Roberts has been called “a major talent” (The Wire) and “the spokeswoman for a new, politically conscious and refractory Jazz scene” (Jazzthetik). Her Coin Coin work has been widely and highly praised for its stylistic innovations and narrative power. Noted music critic Peter Margasak has written of Coin Coin: “Memory is a powerful thing, but it’s so private, fluid, and unreliable that it can seem almost impossible to capture in a work of art—and history is often no more stable, once you look closely enough. Roberts has succeeded at evoking both, though, and gives her audience a long look at something ghostly, tragic, and beautiful. She is carving out her own aesthetic space, startling in its originality and gripping in its historic and social power.”

A self-taught mixed media composer, the Chicago-raised and New York City-based Roberts earned two degrees in performance from a smattering of American institutions but received her main training from free arts programs in the American Public School System. She is a past member of the Black Rock Coalition (BRC) and the The Association for the Advancement of Creative Musicians (AACM). She has been a Van Lier Fellow, a Brecht Forum Fellow, a Copeland Fellow, a Jazz Makes Fellow, an ICASP fellow, a 2013 FCA fellow and a seven-time Alpert Award In The Arts nominee, receiving the award in 2014. She has been invited to teach, lecture, run workshops and/or take up artistic residencies in countless places under diverse conditions and with diverse communities over the past decade and is a past faculty member of the Banff Creative Music Workshop, School for Improvised Music, and Bard College MFA, where she was co-chair of the Music and Sound Department 2011-12. Roberts won the Doris Duke Impact Award in 2014.

Roberts has played with and alongside Rob Mazurek, Myra Melford, Vijay Iyer, Roscoe Mitchell, Greg Tate, Nicole Mitchell, Henry Grimes, Kyp Malone, Meshell Ndegeocello, Jayne Cortez, Seb Rochford, Fred Anderson, Latasha Diggs, George Lewis, Tyshawn Sorey, David Berhman, Pauline Oliveros, Reg E. Gaines, Daniel Givens, Savion Glover, Anthony Braxton, Kid Lucky, Liberty Ellman, Amina Claudine Meyers, Jeff Parker, Handsome Furs, Robert Mitchell, Quest Love, Julius Hemphill Sextet, Merce Cunningham, Joe Maneri, Beans, Bill T Jones, Josh Abrams, Chad Taylor, Dave Douglas and John Herndon among many others. She has recorded as a guest musician with rock, pop and electronic groups as diverse as Godspeed You! Black Emperor, TV On The Radio, Savath & Savalas, Thee Silver Mt. Zion, and performance artists My Barbarian.

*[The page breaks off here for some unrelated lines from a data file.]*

PR #2381, opened 2026-08-13
[WC-3466] chore(datagrid-date-filter-web): migrate react-datepicker to v9 (WC-3466)

iobuhov:
## What & why

Upgrades the Date filter widget's calendar from `react-datepicker@6` to `react-datepicker@9` (and `date-fns@3 → 4`), resolving **WC-3466**. v9 is a 3-major jump: Popper.js is replaced by Floating UI, the calendar popup is now a `role="dialog" aria-modal="true"`, and day-name columns expose full weekday accessible names.

## Changes

- **`chore`: migrate react-datepicker to v9 with date-fns 4** — bumps `react-datepicker` and `date-fns`, drops the now-unnecessary `@types/react-datepicker` (v9 ships its own types), widens the `widget-plugin-filtering` `date-fns` peer to `^3.6.0 || ^4.1.0`, and adapts the component to v9's typings:
  - `DatePicker.tsx` — new discriminated `PickerChangeHandler`, `selectsRange` narrowed so the props union resolves to its range arm, drops no-op props.
  - `DatePickerController.ts` / `useSetup.ts` — retyped against v9's `DatePickerProps`.
  - Unit tests updated + new `DatePickerController.spec.ts`.
  - CHANGELOG entry for the day-name screen-reader improvement.
- **`test`: fix flaky `filter_init_condition` e2e** — the two "apply filter right after load" tests used a racy `goto("/#/…", {timeout:1000})` + `reload()` that intermittently landed on the home page under the shared worker session. Switched to the resolved path `goto("/p/filter_init_condition")` + `waitForMendixApp`, matching the text/number filter specs. (Pre-existing flake, not caused by the migration.)
- **`docs`: update migration tasks** — OpenSpec task bookkeeping.

## Testing

- `pnpm run test` — unit suite green (68 tests, snapshots unchanged).
- `pnpm turbo build` + `pnpm run verify` — pass.
- e2e against a local Studio Pro app: all non-screenshot tests pass reliably, serial and parallel (previously the init-condition tests failed consistently in the full suite).

## Notes / follow-ups

- The open-calendar screenshot baseline (`test.fixme`) and any updated closed-state baseline must be regenerated **in CI** (`chromium-linux`), not on macOS.
- v9 hard-codes the dialog's accessible name ("Choose Date") in English with no override prop — non-English apps get an untranslated dialog label. Worth an upstream issue.

🤖 Generated with [Claude Code](https://claude.com/claude-code)


packages/shared/widget-plugin-filtering/package.json
```diff
@@ -46,7 +46,7 @@
         "mobx-react-lite": "4.0.7"
     },
     "peerDependencies": {
-        "date-fns": "^3.6.0"
+        "date-fns": "^3.6.0 || ^4.1.0"
```
r0b1n, line 49: We probably don't need 3.6.0 anymore. I see it is gone from package-lock.

r0b1n (approved):

leonardomendix (approved):

PR #2392, opened 2026-08-19
[WC-3442] feat(datagrid-web): add onBeforeExport and onAfterExport event actions

r0b1n:
## Summary

- Adds two optional action properties — **On before export** and **On after export** — to Data Grid 2, giving developers a logging/auditing hook into the export lifecycle
- `onBeforeExport` fires fire-and-forget immediately before the first datasource page fetch; receives `gridName`, `columnTitles`, `chunkSize`, `fileName`, `sheetName`, and `startTime`
- `onAfterExport` fires after the export resolves (success or abort); additionally receives `exportedItemCount`, `status` (`"success"` | `"aborted"`), and `endTime`
- Both actions are optional and fully independent; the export flow is unchanged when neither is configured
- `fileName` and `sheetName` are passed by the external export caller via `exportData()` options and default to empty strings when not provided

## Changes

- `Datagrid.xml` — two new `<property type="action">` blocks with `<actionVariables>` in the Events group
- `DatagridProps.d.ts` — updated manually to match XML (will be regenerated on build)
- `DSExportRequest.ts` — exposed `get loaded()` and `get limit()` public getters (renamed private fields to `_loaded` / `_limit`)
- `ExportController.ts` — added `BeforeExportArgs` / `AfterExportArgs` types; `name` constructor param; `beforeexport` / `afterexport` events in `ControllerEvents`; public `on()` method (returns `Unsubscribe`); emits both events in `exportData()`
- `useDataExport.ts` — stores latest `ActionValue` props in refs; subscribes to `beforeexport` / `afterexport` once per controller lifetime via `useEffect([entry])`; effect cleanup unsubscribes automatically
- `ExportController.spec.ts` — 5 new unit tests covering all event scenarios

## Test plan

- [ ] All existing unit tests pass (`pnpm run test`)
- [ ] No lint errors
- [ ] In Studio Pro: configure `onBeforeExport` and `onAfterExport` on a Data Grid 2, trigger an export, verify both microflows/nanoflows are called with correct variable values
- [ ] Verify `status` is `"aborted"` when the user cancels mid-export
- [ ] Verify export works normally when neither action is configured

### DIFF
--- a/packages/pluggableWidgets/datagrid-web/src/features/data-export/useDataExport.ts
+++ b/packages/pluggableWidgets/datagrid-web/src/features/data-export/useDataExport.ts
@@ -50,7 +50,7 @@ export function useDataExport(
     }, [columnsStore.visibleColumns, entry]);
 
     useEffect(() => {
-        return entry?.controller.on("beforeexport", args => {
+        return entry.controller.on("beforeexport", args => {
             const action = onBeforeExportRef.current;
             if (action?.canExecute) {
                 action.execute({
@@ -66,7 +66,7 @@ export function useDataExport(
     }, [entry]);
 
     useEffect(() => {
-        return entry?.controller.on("afterexport", args => {
+        return entry.controller.on("afterexport", args => {
             const action = onAfterExportRef.current;
             if (action?.canExecute) {
                 action.execute({
--- a/packages/pluggableWidgets/datagrid-web/src/features/data-export/useDataExport.ts
+++ b/packages/pluggableWidgets/datagrid-web/src/features/data-export/useDataExport.ts
@@ -1,5 +1,5 @@
 import { Big } from "big.js";
-import { useCallback, useEffect, useState } from "react";
+import { useCallback, useEffect, useRef, useState } from "react";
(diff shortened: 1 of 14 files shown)


packages/pluggableWidgets/datagrid-web/src/features/data-export/useDataExport.ts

Of her work, Matana says the following:

“At my artistic core, I am firmly dedicated to creating a unique and very personal experiential body of sound work that speaks to, and reminds people of all walks of life to reach, stand up, give voice, regardless of difference, created from mere labels of intellectual classification. In my ideal world the idea of ‘difference’, is an illusion designed only for the purpose of modern economic division and elitist intellectual hierarchy. Through my life’s work, I stand creatively in defiance.”